Het is belangrijk dat gelijkwaardige samenwerking met ervaringsexperts en (aanstaande) ouders een fundamenteel onderdeel blijft van de voortzetting van Kansrijke Start op landelijk, regionaal en lokaal niveau.
Vroegsignalering rondom zwangerschap: kansen en knelpunten in de praktijk
Vroegsignalering tijdens en voorafgaand aan de zwangerschap kan een waardevol middel zijn om proactief gezondheidsrisico’s voor moeder en kind aan te pakken. Er is steeds meer aandacht om professionals te ondersteunen in hoe zij (aanstaande) ouders kunnen begeleiden en vroegsignalering kunnen toepassen. Tegelijkertijd wordt erkend dat vroegsignalering niet overal optimaal functioneert en dat professionals regelmatig tegen uitdagingen aanlopen in de uitvoering ervan. Ook wordt het nog vaak gezien als een doel op zich. Een goed georganiseerde structuur om na signalering door te verwijzen of actie te ondernemen en focus op het belang van vroeg signalering als middel, kunnen hierbij helpen.
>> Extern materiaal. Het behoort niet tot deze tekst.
PR #604, opened 2017-08-16
Update 01-intro.md

jestill:
Changed goostat to goostats since that is the name used in other Episodes and goostats is the name of the program that is downloaded in shell-novice-data.zip


shwina:
Thanks!

PR #605, opened 2017-08-16
Solution to "Wildcard expressions": fix formatting, provide better answer

arlin:
Currently the solution is somewhat confusing for readers, because the numbered list is rendered as 1 1 2 instead of 1 2 3.  This is because a chunk of code appears between the first two answers and this disrupts the Markdown list syntax.  

I worked around this by putting the code chunk first.  

Also, I edited the first answer to point out that, although the solution seems to require 2 expressions, they can be executed in a single command: `ls *A.txt *B.txt` instead of `ls *A.txt` then `ls *B.txt`.  This will not generate an error in the case where one of the filename patterns has an empty expansion.

### DIFF
--- a/_episodes/04-pipefilter.md
+++ b/_episodes/04-pipefilter.md
@@ -816,13 +816,12 @@ so this matches all the valid data files she has.
 >     where the original one would not?
 >
 > > ## Solution
-> > 1. 
-> >
 > > ```
 > > $ ls *A.txt
 > > $ ls *B.txt
 > > ```
 > > {: .bash}
+> > 1. Two expressions can be run as separate commands (or as one: `ls *A.txt *B.txt`). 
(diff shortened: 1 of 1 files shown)


shwina:
I think this can be fixed using 4 spaces at the beginning of each line that includes the code block. The following should render correctly (with proper numbering):

~~~
1. Test text
    ~~~~
    Test code
    ~~~~
  
1. Test text 2
~~~

arlin:
I can't fix this because I do not know how the rendering of these accordions is done (this is not just MarkDown).  I will open up two separate issues for this, one about the botched formatting, and the other about the improved answer.

arlin:
I turned this into 2 separate issues, #614 (list numbering) and #615 (better solution).  Closing this pull request.

Issue #585, opened 2017-06-20
Using nano to create empty file 


brooksph:
Under the section "Let’s re-create that file and then move up one directory to /Users/nelle/Desktop/data-shell" you're instructed to use nano to create a file named draft.txt. The next step uses ```ls``` to list the files in the directory. No instructions are provided for exiting nano and because the no text is added to file it is not saved.

marwahaha:
Hmm. So in this section:
![image](https://user-images.githubusercontent.com/2541209/27620348-057857c2-5b97-11e7-9a90-6e13897c5ce0.png)

It wouldn't hurt to add a graphic showing the `nano` screen, and adding some text, and then the commands to quit. Or, we could add a comment after `nano draft.txt` saying (make sure the learners enter text in the file, and close the file with `Ctrl-X`, then `y`, then `Enter`.

gdevenyi:
Hi, contributions of this type are welcome to enhance the lesson.

reshama:
@marwahaha @gdevenyi 
Would it be easier to introduce `touch` command and create a blank file?

aliceminotto:
I tend to agree with @reshamas, I've always used `touch` a lot to create placeholder files I was going to write in later. I think it would also make way easier to show examples or giving some small exercises during the lecture (e.g. moving, renaming and copying files, or even show some wildcard behaviour later on). There's no need to explain about the access and modification time neither in my opinion.

scttfrdmn:
While the suggestion to introduce `touch` appears to have been addressed through #606 the original issue remains unresolved. I just stumbled through this during instructor training the other day. This issue appears twice in the episode. Since the purpose is to regenerate the file again maybe just a quick notation is needed and I propose the following.

In the referenced "Deleting Is Forever" section:

>    ```bash
>    $nano draft.txt
>    ```
>
>Let’s again type in a few lines of text. Once we’re happy with our text, we can press ```Ctrl-O``` to write our data to disk. Once our file is saved, we can use ```Ctrl-X``` to quit the editor and return to the shell.
>
>    ```bash
>    $ls
>    ```

and then later in the "With Great Power Comes Great Responsibility" section:

>    ```bash
>    $mkdir thesis
>    $nano thesis/draft.txt
>    ```
>
>Let’s again type in a few lines of text. Once we’re happy with our text, we can press ```Ctrl-O```  to write our data to disk. Once our file is saved, we can use ```Ctrl-X``` to quit the editor and return to the shell.
>
[...]

PR #606, opened 2017-08-17
#Instructor check out#episodes of 02,03,04,07 were modified and some suggestions provided based on teaching

Cacagator:
#       modified:   02-filedir.md
Line 194: add "Assume" before "underneath `/Users`," to avoid learners looking for training data folder "data-shell" 
Line 243-250: add "man ls" as an option to Mac, because "ls --help" working on Linux, but invalid on Mac 
#       modified:   03-create.md
Line 126-137: add "touch draft.txt", considering empty file can't be saved by nano Line 151: introduced Windows version nano 
Line 286-293: add "rmdir" command
#       modified:   04-pipefilter.md
 Line 834: replace "The file `data-shell/data/animals.txt` contains 586 lines" to "The file `data-shell/data/animals.txt` contains 8 lines" 
#       modified:   07-find.md
change of Line 834 of "04-pipefilter.md" should also refected on Line 605 of "07-find.md"


_episodes/03-create.md
```diff
@@ -273,6 +283,14 @@ $ rm -r thesis
...
 {: .bash}
 
+However, if the `thesis` directory is empty, we can use `rmdir thesis` to remove the directory
+
+~~~
+$ rm thesis/draft.txt
+$ rmdir thesis
+~~~
+{: .bash}
+
```
shwina: -1. Let's not introduce a new command `rmdir` without an explanation for why it's preferable to `rm -r`

_episodes/03-create.md
```diff
@@ -138,9 +148,9 @@ $ nano draft.txt
 > [Vim](http://www.vim.org/) (both of which require more time to learn), 
 > or a graphical editor such as
 > [Gedit](http://projects.gnome.org/gedit/). On Windows, you may wish to
-> use [Notepad++](http://notepad-plus-plus.org/).  Windows also has a built-in
-> editor called `notepad` that can be run from the command line in the same
-> way as `nano` for the purposes of this lesson.  
+> use [Notepad++](http://notepad-plus-plus.org/) or [nano](https://github.com/lhmouse/nano-win).
```
shwina: We are trying to give learners examples of text editors other than `nano` here.

shwina:
Thank you!

_episodes/03-create.md
Cacagator: I'm not trying to argue here. Please note that not every leaner can make "nano" work as they or this tutorial wish (considering OS differences, etc) if you are really doing the teach. And every one wants to experience what we are doing and what's happening.  If the example not working, what is the point of example :)

shwina: I agree, and sorry - I should have been more clear: I only mean that the purpose of this callout is expressly to give learners examples of **other** (more powerfuly/friendly) editors than `nano`:

> However, because of this trait, it may not be powerful enough or flexible enough for the work you need to do after this workshop

So mentioning `nano` as an example for Windows is unnecessary.

_episodes/03-create.md
```diff
@@ -123,6 +123,16 @@ then run a text editor called Nano to create a file called `draft.txt`:
...
+$ ls -F
+~~~
+{: .bash}
+
+Apparently, if we create empty file using nano, the file won't be saved.
+But we can use command `touch` to create a file called `draft.txt`:
+
+~~~
+$ touch draft.txt
+$ ls -F
```
aliceminotto: I'd be happy to see `touch` in the lecture, as per issue #585 , I believe it needs some more words though.
I'm not sure I understand what you mean by "apparently if we create empty file using nano the file won't be saved"?
If you go through the usual write out>file name>exit the empty file is indeed created, definitely more time consuming and more complicated than needed IMO, but the file is saved.

Cacagator: Yes, you are right! I didn't explore it enough, the file can't be save by using "cntrl + x", but do with "cntrl +o" as you pointed out.

I still think nano is kinda of challenge (most people don't how to get out for their fist time), if you this material is focus on learners with zero background CML interface. 

Thanks!

gdevenyi:
Hi,

Thanks for your contribution.

Can you please split these changes into separate PRs, so they can be evaluated and merged separately. Thanks!

PR #609, opened 2017-08-29
Update 01-intro.md

grhea:
Tweaked wording in the intro since direct brain interface has only been accomplished in the lab and is not common.

Instructor checkout


gdevenyi:
@grhea Can you update with the changes requested by @shwina thanks!

shwina:
Thank you!

Issue #538, opened 2017-03-27
goodiff and goostats do not give usage instructions when used without arguments


mbeyeler:
The two bash scripts `goodiff` and `goostats` in [data-shell/north-pacific-gyre/2012-07-03](https://github.com/swcarpentry/shell-novice/tree/gh-pages/data-shell/north-pacific-gyre/2012-07-03) tend to confuse workshop participants. It would help if the scripts' usage would be explained [on the website](http://swcarpentry.github.io/shell-novice/06-script/).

Vanuit de cijfers lijkt er een lichte toename in het aantal vrouwen dat een preconceptieconsult heeft ontvangen. Wel worden deze consulten nog slechts beperkt uitgevoerd. Dit maakt het lastig te achterhalen wie met deze consulten worden bereikt en of dit daadwerkelijk leidt tot betere zwangerschapsuitkomsten.